⟨

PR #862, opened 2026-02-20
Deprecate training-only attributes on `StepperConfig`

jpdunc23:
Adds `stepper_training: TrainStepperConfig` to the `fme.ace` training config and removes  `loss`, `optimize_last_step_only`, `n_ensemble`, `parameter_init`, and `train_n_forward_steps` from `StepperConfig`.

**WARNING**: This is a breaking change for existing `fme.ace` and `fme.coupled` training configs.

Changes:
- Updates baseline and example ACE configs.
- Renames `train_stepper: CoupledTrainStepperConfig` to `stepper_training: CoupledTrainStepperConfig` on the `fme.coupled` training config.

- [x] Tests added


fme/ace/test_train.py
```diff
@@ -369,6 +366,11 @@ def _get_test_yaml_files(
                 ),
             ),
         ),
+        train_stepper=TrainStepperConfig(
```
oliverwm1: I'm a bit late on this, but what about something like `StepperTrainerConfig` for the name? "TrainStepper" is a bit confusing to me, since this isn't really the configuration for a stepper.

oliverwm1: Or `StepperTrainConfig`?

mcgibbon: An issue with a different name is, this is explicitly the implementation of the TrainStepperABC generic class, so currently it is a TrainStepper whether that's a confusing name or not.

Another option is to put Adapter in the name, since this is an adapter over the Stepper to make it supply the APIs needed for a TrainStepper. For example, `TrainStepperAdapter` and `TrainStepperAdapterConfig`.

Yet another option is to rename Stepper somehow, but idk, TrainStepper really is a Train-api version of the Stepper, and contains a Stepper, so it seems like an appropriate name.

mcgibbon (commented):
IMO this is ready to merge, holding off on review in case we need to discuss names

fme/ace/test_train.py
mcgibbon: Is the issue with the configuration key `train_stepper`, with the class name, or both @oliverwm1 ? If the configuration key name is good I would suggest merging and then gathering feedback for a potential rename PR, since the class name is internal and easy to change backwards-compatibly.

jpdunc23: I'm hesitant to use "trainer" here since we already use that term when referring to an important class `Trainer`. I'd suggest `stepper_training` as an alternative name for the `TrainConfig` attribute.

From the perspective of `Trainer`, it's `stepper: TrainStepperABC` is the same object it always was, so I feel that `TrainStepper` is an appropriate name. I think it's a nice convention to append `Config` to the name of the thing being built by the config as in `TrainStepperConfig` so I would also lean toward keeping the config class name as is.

⟩

**What you will do:**
Show each line of the material above where "option" occurs.

**Answer for the task:**
Another option is to put Adapter in the name, since this is an adapter over the Stepper to make it supply the APIs needed for a TrainStepper. For example, `TrainStepperAdapter` and `TrainStepperAdapterConfig`.
Yet another option is to rename Stepper somehow, but idk, TrainStepper really is a Train-api version of the Stepper, and contains a Stepper, so it seems like an appropriate name.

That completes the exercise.